Segment Start: Extracted information

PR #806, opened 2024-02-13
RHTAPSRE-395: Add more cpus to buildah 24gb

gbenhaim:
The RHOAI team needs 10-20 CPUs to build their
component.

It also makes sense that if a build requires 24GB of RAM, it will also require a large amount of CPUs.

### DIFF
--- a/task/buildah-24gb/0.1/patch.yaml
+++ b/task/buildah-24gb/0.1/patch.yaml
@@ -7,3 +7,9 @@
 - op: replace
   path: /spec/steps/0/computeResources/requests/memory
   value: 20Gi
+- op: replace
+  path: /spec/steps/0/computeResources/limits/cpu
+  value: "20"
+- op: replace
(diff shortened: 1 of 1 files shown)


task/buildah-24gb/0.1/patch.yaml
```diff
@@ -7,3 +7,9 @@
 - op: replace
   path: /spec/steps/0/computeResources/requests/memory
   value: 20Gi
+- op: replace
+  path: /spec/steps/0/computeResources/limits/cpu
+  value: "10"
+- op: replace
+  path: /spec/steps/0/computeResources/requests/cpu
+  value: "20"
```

Segment End: Extracted information

» Description of the task
Tally up how many lines in the records contain the string "patch". Answer with that figure only.

» Answer section
3